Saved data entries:
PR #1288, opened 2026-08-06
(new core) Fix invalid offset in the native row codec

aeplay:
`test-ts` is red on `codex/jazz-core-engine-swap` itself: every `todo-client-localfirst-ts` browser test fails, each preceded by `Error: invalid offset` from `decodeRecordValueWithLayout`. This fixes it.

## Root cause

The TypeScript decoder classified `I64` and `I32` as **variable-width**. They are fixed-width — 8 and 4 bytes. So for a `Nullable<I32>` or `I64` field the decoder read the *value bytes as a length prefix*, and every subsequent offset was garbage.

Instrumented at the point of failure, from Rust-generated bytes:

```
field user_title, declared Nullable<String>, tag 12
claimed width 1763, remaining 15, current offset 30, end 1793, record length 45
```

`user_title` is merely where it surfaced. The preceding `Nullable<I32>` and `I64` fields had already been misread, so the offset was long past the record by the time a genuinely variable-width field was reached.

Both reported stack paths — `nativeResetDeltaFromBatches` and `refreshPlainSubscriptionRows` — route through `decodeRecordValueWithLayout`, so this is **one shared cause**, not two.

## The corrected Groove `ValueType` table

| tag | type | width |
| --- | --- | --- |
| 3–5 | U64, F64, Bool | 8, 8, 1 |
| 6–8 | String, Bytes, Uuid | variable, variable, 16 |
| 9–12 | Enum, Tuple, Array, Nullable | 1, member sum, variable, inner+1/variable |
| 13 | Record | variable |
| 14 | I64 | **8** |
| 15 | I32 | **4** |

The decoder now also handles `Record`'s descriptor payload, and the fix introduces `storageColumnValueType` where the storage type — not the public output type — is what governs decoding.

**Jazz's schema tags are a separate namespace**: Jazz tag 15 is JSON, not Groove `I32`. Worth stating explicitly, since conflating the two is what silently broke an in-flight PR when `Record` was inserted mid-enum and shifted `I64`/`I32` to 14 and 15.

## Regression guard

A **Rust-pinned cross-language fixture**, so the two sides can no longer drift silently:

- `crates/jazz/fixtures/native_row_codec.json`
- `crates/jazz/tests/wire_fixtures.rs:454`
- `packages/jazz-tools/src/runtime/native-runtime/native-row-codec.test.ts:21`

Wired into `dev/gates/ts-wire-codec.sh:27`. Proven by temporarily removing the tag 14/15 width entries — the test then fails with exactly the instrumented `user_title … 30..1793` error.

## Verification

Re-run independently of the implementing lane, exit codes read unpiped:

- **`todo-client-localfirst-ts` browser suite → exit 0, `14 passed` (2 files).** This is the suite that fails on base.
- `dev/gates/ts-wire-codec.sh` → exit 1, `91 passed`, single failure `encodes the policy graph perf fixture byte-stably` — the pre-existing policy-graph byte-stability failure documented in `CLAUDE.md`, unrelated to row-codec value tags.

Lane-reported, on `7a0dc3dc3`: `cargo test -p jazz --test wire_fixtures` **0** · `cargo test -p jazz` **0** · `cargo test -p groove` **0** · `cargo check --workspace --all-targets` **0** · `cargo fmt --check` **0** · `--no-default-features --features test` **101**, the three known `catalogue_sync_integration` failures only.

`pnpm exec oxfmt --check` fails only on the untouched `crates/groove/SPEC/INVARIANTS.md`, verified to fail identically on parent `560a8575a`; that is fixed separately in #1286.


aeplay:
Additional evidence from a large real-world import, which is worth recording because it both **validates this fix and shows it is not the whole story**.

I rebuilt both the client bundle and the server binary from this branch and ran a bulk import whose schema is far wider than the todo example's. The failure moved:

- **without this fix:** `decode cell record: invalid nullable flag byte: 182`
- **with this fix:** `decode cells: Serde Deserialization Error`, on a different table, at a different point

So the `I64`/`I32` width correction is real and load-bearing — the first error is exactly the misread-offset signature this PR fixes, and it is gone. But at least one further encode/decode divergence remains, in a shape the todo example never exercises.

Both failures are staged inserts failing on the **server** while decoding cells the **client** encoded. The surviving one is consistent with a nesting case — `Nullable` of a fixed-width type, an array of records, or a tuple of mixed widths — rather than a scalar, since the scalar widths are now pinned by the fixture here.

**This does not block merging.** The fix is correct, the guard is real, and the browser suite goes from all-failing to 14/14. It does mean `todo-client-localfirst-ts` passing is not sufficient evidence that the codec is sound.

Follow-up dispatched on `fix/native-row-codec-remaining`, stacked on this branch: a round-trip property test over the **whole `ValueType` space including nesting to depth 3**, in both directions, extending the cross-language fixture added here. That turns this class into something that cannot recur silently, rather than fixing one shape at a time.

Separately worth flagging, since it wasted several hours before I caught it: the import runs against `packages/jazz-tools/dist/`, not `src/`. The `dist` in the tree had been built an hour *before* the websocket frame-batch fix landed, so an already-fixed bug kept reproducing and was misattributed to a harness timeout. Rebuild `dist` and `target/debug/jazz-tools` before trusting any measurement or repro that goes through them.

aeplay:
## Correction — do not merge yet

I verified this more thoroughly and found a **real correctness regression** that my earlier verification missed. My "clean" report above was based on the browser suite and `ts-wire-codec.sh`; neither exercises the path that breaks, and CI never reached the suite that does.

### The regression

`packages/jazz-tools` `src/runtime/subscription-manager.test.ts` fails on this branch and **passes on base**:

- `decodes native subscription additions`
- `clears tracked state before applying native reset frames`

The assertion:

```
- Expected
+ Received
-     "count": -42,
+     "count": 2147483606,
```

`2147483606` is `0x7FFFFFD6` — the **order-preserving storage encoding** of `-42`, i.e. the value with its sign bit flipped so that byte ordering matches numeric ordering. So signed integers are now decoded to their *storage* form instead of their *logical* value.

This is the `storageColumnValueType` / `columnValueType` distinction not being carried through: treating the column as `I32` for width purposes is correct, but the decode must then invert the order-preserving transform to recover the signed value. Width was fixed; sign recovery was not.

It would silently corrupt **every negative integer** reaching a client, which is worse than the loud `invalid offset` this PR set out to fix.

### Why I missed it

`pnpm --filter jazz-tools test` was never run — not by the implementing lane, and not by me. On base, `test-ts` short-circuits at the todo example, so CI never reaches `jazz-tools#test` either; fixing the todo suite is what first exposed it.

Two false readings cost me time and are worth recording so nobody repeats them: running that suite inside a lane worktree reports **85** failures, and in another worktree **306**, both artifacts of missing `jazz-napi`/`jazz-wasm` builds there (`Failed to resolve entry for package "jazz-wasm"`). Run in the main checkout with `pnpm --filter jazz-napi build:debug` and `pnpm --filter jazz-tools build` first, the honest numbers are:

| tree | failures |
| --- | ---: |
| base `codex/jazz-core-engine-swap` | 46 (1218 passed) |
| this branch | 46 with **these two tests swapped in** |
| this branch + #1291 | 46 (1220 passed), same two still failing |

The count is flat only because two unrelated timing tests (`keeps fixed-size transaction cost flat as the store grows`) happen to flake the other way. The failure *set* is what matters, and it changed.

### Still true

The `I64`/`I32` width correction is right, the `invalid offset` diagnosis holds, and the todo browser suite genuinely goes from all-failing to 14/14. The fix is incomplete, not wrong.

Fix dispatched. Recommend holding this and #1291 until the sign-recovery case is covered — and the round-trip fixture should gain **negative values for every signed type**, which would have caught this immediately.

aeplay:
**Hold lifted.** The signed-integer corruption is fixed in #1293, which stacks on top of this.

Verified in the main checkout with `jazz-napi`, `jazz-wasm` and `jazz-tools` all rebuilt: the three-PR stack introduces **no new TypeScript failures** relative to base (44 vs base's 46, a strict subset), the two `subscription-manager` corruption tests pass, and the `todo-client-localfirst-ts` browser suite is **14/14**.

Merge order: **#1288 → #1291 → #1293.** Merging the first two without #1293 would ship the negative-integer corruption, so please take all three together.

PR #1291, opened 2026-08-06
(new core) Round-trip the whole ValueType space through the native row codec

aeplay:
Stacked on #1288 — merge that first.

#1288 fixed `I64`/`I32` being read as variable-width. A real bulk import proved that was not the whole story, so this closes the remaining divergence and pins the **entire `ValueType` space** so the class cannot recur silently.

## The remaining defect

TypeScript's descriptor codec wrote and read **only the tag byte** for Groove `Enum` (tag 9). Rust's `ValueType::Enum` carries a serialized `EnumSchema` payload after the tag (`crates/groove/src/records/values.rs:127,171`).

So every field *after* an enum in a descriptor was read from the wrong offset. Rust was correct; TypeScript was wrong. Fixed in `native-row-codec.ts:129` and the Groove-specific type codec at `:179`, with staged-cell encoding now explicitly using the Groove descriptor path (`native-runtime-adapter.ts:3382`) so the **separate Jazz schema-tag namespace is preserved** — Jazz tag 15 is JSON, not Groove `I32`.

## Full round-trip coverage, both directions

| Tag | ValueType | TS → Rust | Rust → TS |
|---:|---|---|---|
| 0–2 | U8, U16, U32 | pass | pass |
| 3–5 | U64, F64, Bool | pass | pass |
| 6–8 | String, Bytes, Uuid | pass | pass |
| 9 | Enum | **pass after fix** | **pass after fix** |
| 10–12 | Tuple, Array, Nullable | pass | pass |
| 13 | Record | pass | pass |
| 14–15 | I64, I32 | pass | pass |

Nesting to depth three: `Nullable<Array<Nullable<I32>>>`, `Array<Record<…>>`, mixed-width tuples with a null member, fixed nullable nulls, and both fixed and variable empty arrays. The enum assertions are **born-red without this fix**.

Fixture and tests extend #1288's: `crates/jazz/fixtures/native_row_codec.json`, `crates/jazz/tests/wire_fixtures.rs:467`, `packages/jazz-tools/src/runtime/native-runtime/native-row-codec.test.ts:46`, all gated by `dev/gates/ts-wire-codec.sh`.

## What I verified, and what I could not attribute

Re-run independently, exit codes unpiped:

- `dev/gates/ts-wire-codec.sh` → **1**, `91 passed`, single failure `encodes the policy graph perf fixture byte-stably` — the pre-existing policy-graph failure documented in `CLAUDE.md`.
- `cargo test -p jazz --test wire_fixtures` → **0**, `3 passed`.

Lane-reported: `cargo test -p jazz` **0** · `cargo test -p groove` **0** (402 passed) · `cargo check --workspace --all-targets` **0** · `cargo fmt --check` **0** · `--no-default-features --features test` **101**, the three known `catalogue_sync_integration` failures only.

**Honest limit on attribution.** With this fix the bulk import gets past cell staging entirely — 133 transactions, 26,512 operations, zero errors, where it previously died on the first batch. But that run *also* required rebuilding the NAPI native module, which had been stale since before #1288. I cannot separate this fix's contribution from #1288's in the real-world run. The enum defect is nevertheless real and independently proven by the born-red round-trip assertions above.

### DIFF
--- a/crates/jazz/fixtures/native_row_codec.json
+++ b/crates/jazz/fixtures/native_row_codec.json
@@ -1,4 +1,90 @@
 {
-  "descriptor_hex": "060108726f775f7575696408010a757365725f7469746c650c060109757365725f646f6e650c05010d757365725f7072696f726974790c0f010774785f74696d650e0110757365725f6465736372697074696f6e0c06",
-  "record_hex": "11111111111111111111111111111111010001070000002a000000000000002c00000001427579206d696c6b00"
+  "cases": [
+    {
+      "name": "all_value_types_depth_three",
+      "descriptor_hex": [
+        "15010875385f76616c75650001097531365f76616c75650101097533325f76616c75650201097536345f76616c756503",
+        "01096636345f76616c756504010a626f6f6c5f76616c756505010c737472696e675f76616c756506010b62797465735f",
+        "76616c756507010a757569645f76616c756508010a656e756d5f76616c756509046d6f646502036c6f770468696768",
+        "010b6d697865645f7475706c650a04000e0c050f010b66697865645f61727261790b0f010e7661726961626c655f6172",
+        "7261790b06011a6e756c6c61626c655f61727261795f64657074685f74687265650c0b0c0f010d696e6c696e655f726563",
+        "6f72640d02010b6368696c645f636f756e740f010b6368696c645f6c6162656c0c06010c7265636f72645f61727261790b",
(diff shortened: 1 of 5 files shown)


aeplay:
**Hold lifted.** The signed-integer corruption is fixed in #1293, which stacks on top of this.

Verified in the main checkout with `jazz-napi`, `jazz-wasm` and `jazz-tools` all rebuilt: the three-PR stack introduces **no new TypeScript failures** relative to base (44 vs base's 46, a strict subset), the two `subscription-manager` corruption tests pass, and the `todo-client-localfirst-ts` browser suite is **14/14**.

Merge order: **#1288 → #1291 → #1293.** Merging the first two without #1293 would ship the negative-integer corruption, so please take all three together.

* TASK ITEM
From the entries, copy every line in which the string "independently" can be found.

* TASK ANSWER
Re-run independently of the implementing lane, exit codes read unpiped:
Re-run independently, exit codes unpiped:
**Honest limit on attribution.** With this fix the bulk import gets past cell staging entirely — 133 transactions, 26,512 operations, zero errors, where it previously died on the first batch. But that run *also* required rebuilding the NAPI native module, which had been stale since before #1288. I cannot separate this fix's contribution from #1288's in the real-world run. The enum defect is nevertheless real and independently proven by the born-red round-trip assertions above.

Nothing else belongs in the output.